Hitting the scene in 2000, they rocketed to rock stardom garnering acclaim, popularity and awards along the way. After two studio albums, replacing their bassist and losing their singer they broke up and went their separate ways in 2006, only to re-emerge in 2011 with the original line-up of Justin Hawkins as lead singer, his brother Dan as guitarist, Frankie on bass and Ed Graham on drums.
Now they are set to visit our shores at the end of the year, supporting Lady Gaga on the final leg of her Born This Way Ball Tour. Their own brand of wild aesthetic is the perfect complementary act and I’ve heard of many who will be attending the show only because they want to see The Darkness.
Frankie – collected and calm, polite and professional – allows a hint of excitement to creep into his voice when I ask whether they are looking forward to visiting South Africa. He asserts that they “are excited” and, proud of our local music scene, I ask him whether they are familiar with any of our artists and what their impression is of them. Unsurprisingly, he names Die Antwoord. “They’re an important band and we would love to collaborate with them.” The thought of these two musical sensations coming together is quite a mind scramble, but certainly a thrilling notion. I can’t resist asking whether he knows that Die Antwoord were asked to open for Lady Gaga and turned her down. “It makes sense,” Frankie says “it’s awesome that they manage to challenge Lady Gaga when it comes to visualisation”.
Are there any other bands that have left an impression on them? “Foxy Shazam,” Frankie answers promptly. He calls them a “theatrical rock band that have a lot of charisma”. Looking at their own work, it is easy to see why they would appreciate them and the two bands have worked together in the past.
The Darkness themselves are not particularly perturbed about the inevitable comparisons they have drawn to bands such as Queen and Aerosmith. Frankie tells that “there was a lot of argument about who we aspired to sound like. In the early days we were called a gay AC/DC and the next moment a straight Queen”.
Asking him of other, less obvious influences he cites the likes of Prince, Tom Petty and Bruce Springsteen: “influences that help us escape the small, English town mentality”. When it comes to their music “there is a theme of escapism; musically we try to escape from Brit rock and use American influences.” Hailing from Lowestoft in Suffolk, Frankie describes it as “a small fishing village. Very quiet, particularly now that the fishing industry has collapsed. We’ve tried to escape from that and all of our albums incorporate these themes [of escapism] and informs our music and mentality”. He further expresses that these towns are tough to live in and you merely “go there to die”.
On the note of their albums: they will be releasing the third one, “Hot Cakes”, in August. Can we expect to hear anything from the new album when they are here? “We’ve been road-testing a lot of the new songs and they’re going down well” and when they’re down here we can definitely expect “a selection from all three albums” – including, Frankie mentions, “I Believe in a Thing Called Love”.

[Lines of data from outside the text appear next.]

PR #2418, opened 2026-06-05
fix(webrtc): accept str or list[str] for ICE server urls

ecarrara:
## What does this PR do?

Lets clients pass **multiple TURN/ICE server URLs** so they can offer alternative connection options (e.g. UDP + TCP endpoints, or fallback hosts).

Previously `urls` only accepted a single string, so passing a list of strings returned a 422. `RTCIceServer.urls` and the legacy `WebRTCTURNConfig.urls` now accept either a `str` or a `list[str]`, matching the WebRTC `RTCIceServer.urls` spec.

Both are normalized to `list[str]` via a `field_validator(mode="after")`, so the value is consistent everywhere downstream and call sites no longer need ad-hoc `isinstance` wrapping. The annotation stays `Union[str, List[str]]` so the JSON schema advertises both shapes (`anyOf` string/array).

**Related Issue(s):**

## Type of Change

## Testing

**Test details:**
Validated both models accept a `str` and a `list[str]`, normalize to `list[str]`, and still reject invalid types (e.g. `int`).

## Additional Context

`inference_sdk` keeps its existing `_to_list` helper where input comes from a raw API dict (not a Pydantic model) — that remains the correct normalization boundary.


inference_sdk/webrtc/session.py
```diff
@@ -606,7 +606,7 @@ async def _get_turn_config(self) -> Optional[RTCConfiguration]:
             turn_config = RTCConfiguration(
                 iceServers=[
                     RTCIceServer(
-                        urls=[turn_config["urls"]],
+                        urls=WebRTCSession._to_list(turn_config["urls"]),
```
grzegorz-roboflow, line 651: do we have to use internal?

grzegorz-roboflow (changes requested):

grzegorz-roboflow:
@ecarrara this looks good, can be merged if tested

inference_sdk/webrtc/session.py
ecarrara: RTCIceServer here is from aiortc module (not our pydantic model), and the `turn_config` is a raw-dict read from response.json()

renzon:
> @ecarrara this looks good, can be merged if tested

It worked in prod by setting up TCP on port 443 using a TLS certificate. The workaround was to apply this config only to a few selected workspaces, mainly the one with a connectivity issue due to the firewall and Zscaler. So now we need this merged so we can provide TCP on port 443 as a fallback in the list, so we can apply it to all clients.

grzegorz-roboflow (approved):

With all the energy and verve that they ooze on stage, they must love performing; but what informs their presence? “We don’t like to have uniforms, because we all have different personalities…you’ll find others all in skinny jeans or combats. We like to exaggerate, create spectacle, an extension of ourselves”.
With all this talk of energy, passion and a unique flavour, I ask him his take on today’s music. “A lot is not really music anymore. It just creates an impression. It’s not there to serve you or invigorate you. It’s lost its warmth”. Their emotive music defies the technical coldness and alienation that this decade’s dubstep and electronica often present. Their welcome return, coinciding with the current revival of the 80s, is evidence that people still crave ingenuity and passion. The “mix of humour and affection”, as Frankie calls it, that they create in their music is offered with fervour and zeal and The Darkness is doing their bit in this stagnating age to keep it real and help us continue to believe in a thing called music.